What you are asked to do:
Scan the records below for the line with "--- a/README.md" and the line with "If you are looking". Repeat those two lines and every line between them exactly, and nothing else.
#### Given entries
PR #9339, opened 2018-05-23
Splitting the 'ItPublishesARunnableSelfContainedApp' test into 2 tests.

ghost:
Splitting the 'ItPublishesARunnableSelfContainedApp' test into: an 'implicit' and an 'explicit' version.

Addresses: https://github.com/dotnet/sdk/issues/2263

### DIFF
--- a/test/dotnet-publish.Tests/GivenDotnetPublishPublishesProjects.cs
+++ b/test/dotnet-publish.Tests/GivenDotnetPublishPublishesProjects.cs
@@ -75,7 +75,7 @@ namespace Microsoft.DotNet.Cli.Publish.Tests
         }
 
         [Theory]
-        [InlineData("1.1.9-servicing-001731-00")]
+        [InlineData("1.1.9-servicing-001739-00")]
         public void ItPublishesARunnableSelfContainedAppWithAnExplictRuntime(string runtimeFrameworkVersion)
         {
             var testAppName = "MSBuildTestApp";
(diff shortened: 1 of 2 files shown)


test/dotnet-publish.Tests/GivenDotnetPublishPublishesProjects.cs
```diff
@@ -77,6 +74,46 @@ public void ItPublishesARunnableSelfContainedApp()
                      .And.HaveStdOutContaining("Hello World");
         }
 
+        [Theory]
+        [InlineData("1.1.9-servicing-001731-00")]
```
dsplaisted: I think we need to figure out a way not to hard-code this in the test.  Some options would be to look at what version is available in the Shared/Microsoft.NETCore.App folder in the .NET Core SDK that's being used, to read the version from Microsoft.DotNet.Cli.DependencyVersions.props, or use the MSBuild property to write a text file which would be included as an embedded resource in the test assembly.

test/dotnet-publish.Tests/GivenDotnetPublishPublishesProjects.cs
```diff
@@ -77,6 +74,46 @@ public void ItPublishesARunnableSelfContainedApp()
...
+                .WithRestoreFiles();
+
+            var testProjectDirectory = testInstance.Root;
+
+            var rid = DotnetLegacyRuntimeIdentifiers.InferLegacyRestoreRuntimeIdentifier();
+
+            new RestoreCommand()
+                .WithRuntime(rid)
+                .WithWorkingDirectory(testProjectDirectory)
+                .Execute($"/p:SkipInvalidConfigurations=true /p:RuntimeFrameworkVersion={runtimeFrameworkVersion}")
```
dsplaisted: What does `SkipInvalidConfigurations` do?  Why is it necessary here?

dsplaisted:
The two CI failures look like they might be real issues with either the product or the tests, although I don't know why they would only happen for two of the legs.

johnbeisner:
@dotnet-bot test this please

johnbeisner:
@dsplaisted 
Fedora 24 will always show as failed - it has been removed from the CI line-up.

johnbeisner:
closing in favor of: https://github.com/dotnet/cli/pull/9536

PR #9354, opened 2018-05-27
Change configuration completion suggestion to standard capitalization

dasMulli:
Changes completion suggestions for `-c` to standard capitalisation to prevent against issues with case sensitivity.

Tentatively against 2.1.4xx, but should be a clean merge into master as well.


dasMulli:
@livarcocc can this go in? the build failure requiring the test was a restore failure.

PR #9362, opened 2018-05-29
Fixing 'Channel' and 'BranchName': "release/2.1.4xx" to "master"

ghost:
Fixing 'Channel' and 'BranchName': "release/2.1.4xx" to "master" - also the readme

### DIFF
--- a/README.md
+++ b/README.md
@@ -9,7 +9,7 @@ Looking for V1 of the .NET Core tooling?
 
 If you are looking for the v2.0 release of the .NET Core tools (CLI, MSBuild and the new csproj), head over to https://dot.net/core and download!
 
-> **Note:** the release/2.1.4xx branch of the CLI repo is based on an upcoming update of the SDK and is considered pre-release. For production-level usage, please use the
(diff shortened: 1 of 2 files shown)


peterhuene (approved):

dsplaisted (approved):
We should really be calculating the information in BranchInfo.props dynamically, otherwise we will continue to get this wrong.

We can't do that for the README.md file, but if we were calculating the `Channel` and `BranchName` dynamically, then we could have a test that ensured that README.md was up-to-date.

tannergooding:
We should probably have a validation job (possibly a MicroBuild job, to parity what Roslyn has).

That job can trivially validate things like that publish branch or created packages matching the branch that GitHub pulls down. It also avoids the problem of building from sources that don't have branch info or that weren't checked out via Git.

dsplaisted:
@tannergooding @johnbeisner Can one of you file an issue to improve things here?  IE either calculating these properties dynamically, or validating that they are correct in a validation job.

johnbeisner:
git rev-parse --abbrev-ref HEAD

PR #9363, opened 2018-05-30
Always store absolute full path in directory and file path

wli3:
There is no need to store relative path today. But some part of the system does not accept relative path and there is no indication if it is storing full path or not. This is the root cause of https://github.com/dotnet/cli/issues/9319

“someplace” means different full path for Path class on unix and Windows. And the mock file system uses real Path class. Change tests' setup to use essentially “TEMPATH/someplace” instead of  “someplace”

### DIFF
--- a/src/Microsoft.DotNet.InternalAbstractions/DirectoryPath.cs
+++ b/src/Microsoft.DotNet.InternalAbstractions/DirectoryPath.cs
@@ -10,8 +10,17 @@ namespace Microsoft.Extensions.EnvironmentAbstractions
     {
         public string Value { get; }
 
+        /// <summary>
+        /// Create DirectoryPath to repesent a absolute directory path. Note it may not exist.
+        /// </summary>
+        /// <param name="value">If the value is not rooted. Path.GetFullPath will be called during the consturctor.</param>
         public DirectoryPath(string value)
########
Response area:
--- a/README.md
+++ b/README.md
@@ -9,7 +9,7 @@ Looking for V1 of the .NET Core tooling?
 
 If you are looking for the v2.0 release of the .NET Core tools (CLI, MSBuild and the new csproj), head over to https://dot.net/core and download!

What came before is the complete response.